Lys Soleia’s fragrance notes are listed as follows: bergamot, lemon, palm leaves, lily, ylang-ylang, sunny fruits, tuberose, vanilla, and sunny musks. My first encounter with Lys Soleia was a few months back, at the Guerlain boutique in Paris, where I was smelling it on someone else’s skin, rather than wearing it on my own, and the top notes struck me as being green and spring-like. Then I received a decant of Lys Soleia (thank you, Jasia!) and was expecting that same translucent green start, only to find that it doesn’t happen on my skin. I can’t detect Lys Soleia’s note of palm leaves, but the fragrance does start off with an airy lemon that is the olfactory equivalent of joy—a cheerful, meringue-like burst of lemon, nothing more—quickly joined by the lily. Now lily often strikes me as a cool and misty-smelling floral, but the lily in Lys Soleia demonstrates that kind of presence only for a few moments, as it is very quickly warmed by the deeper, bananas-and-butter smell of ylang-ylang (and presumably the “summer fruits” and tuberose, which I’d be lying if I said I could detect). When the vanilla and white musk of the base accord tenderly enfolds the warm lily, the scent takes on a soft, dry cottony smell that reminds me of the aforementioned spa towel. Thought it might sound like an odd combination—tropical floral meets the hard-to-describe smell of a fluffy cotton towel—it doesn’t come off odd at all. In fact, it translates into the kind of fragrance that probably won’t ever make a person swoon, but it will make them feel pampered and carefree and, yes, pretty.

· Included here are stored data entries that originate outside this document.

PR #2809, opened 2019-11-26
Persistent deploys

itegulov:
## Overview
Implements persistent storage for deploys. I made a few decisions while working on this:

- SQLite is used as a lightweight embeded RDBMS
- Doobie is used as a functional JDBC layer
- Flyway is used as a database migration control system

### JIRA ticket:
https://rchain.atlassian.net/browse/RCHAIN-3840

### Notes

### DIFF
--- a/casper/src/main/scala/coop/rchain/casper/LastFinalizedBlockCalculator.scala
+++ b/casper/src/main/scala/coop/rchain/casper/LastFinalizedBlockCalculator.scala
@@ -4,13 +4,14 @@ import cats.effect.{Concurrent, Sync}
 import cats.implicits._
 import coop.rchain.blockstorage.dag.{BlockDagRepresentation, BlockDagStorage}
 import coop.rchain.blockstorage.BlockStore
+import coop.rchain.blockstorage.deploy.DeployStorage
 import coop.rchain.casper.CasperState.CasperStateCell
 import coop.rchain.casper.util.ProtoUtil
 import coop.rchain.catscontrib.ListContrib
 import coop.rchain.models.BlockHash.BlockHash
 import coop.rchain.shared.Log
 
-final class LastFinalizedBlockCalculator[F[_]: Sync: Log: Concurrent: BlockStore: BlockDagStorage: SafetyOracle](
+final class LastFinalizedBlockCalculator[F[_]: Sync: Log: Concurrent: BlockStore: BlockDagStorage: SafetyOracle: DeployStorage](
     faultToleranceThreshold: Float
 ) {
   def run(dag: BlockDagRepresentation[F], lastFinalizedBlockHash: BlockHash)(
@@ -32,17 +33,11 @@ final class LastFinalizedBlockCalculator[F[_]: Sync: Log: Concurrent: BlockStore
 
   private def removeDeploysInFinalizedBlock(
       finalizedChildHash: BlockHash
-  )(implicit state: CasperStateCell[F]): F[Unit] =
+  ): F[Unit] =
     for {
-      block              <- ProtoUtil.getBlock[F](finalizedChildHash)
-      deploys            = block.body.deploys.map(_.deploy)
-      stateBefore        <- state.read
-      initialHistorySize = stateBefore.deployHistory.size
-      _ <- state.modify { s =>
-            s.copy(deployHistory = s.deployHistory -- deploys)
-          }
-      stateAfter     <- state.read
-      deploysRemoved = initialHistorySize - stateAfter.deployHistory.size
+      block          <- ProtoUtil.getBlock[F](finalizedChildHash)
+      deploys        = block.body.deploys.map(_.deploy)
+      deploysRemoved <- DeployStorage[F].remove(deploys)
       _ <- Log[F].info(
             s"Removed $deploysRemoved deploys from deploy history as we finalized block ${PrettyPrinter
               .buildString(finalizedChildHash)}."
@@ -73,7 +68,7 @@ object LastFinalizedBlockCalculator {
   def apply[F[_]](implicit ev: LastFinalizedBlockCalculator[F]): LastFinalizedBlockCalculator[F] =
     ev
 
-  def apply[F[_]: Sync: Log: Concurrent: BlockStore: BlockDagStorage: SafetyOracle](
+  def apply[F[_]: Sync: Log: Concurrent: BlockStore: BlockDagStorage: SafetyOracle: DeployStorage](
       faultToleranceThreshold: Float
   ): LastFinalizedBlockCalculator[F] =
     new LastFinalizedBlockCalculator[F](faultToleranceThreshold)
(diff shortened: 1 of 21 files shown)


casper/src/main/scala/coop/rchain/casper/LastFinalizedBlockCalculator.scala
```diff
@@ -32,17 +33,14 @@ final class LastFinalizedBlockCalculator[F[_]: Sync: Log: Concurrent: BlockStore
...
-      stateBefore        <- state.read
-      initialHistorySize = stateBefore.deployHistory.size
-      _ <- state.modify { s =>
-            s.copy(deployHistory = s.deployHistory -- deploys)
-          }
-      stateAfter     <- state.read
-      deploysRemoved = initialHistorySize - stateAfter.deployHistory.size
+      initialHistorySize <- DeployStorage[F].getUnfinalized.map(_.size)
+      _                  <- DeployStorage[F].remove(deploys)
+      finalHistorySize   <- DeployStorage[F].getUnfinalized.map(_.size)
```
marcin-rzeznicki: Shouldn't this be happening in a single transaction?

node/src/main/scala/coop/rchain/node/NodeRuntime.scala
```diff
@@ -577,6 +580,11 @@ object NodeRuntime {
   val taskToEnv: Task ~> TaskEnv = λ[Task ~> TaskEnv](ReaderT.liftF(_))
   val envToTask: TaskEnv ~> Task = λ[TaskEnv ~> Task](_.run(NodeCallCtx.init))
 
+  private[this] val dbConnScheduler =
+    Scheduler.cached("db-conn", 1, 64)
```
marcin-rzeznicki: Oh, most certainly you do not need that many. https://github.com/brettwooldridge/HikariCP/wiki/About-Pool-Sizing

node/src/main/scala/coop/rchain/node/NodeRuntime.scala
```diff
@@ -798,4 +822,18 @@ object NodeRuntime {
     val propose               = ProposeGrpcServiceV1.instance(blockApiLock)
     APIServers(repl, propose, deploy)
   }
+
+  @SuppressWarnings(Array("org.wartremover.warts.NonUnitStatements"))
+  private def runRdmbsMigrations[F[_]: Sync](serverDataDir: Path): F[Unit] =
```
marcin-rzeznicki, line 827: I am philosophically opposed to running db migrations as part of a normal program run. Not only this makes things harder to test in isolation, but also there is a risk of things going wrong on production. IMO it should be a conscious decision

marcin-rzeznicki (commented):
Bravo for using `doobie` ! Nice work BTW - I left few comments

tgrospic:
I have few concerns and questions about persistent storage in RNode.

With its soft sillage and its relaxed air of femininity, Lys Soleia wears well in the heat. Whether you find summer to be like Hell’s Kitchen or, as in my case, a seasonal slice of Heaven, it’s the kind of fragrance that makes the livin’ easy at this time of year.

Guerlain Aqua Allegoria Lys Soleia can be purchased at most Guerlain counters and through online department stores like NeimanMarcus.com, where a 75-ml bottle is $61. My review is based on a decant sent by my perfume-blogging friend Jasia (also known as Asali on the blogs).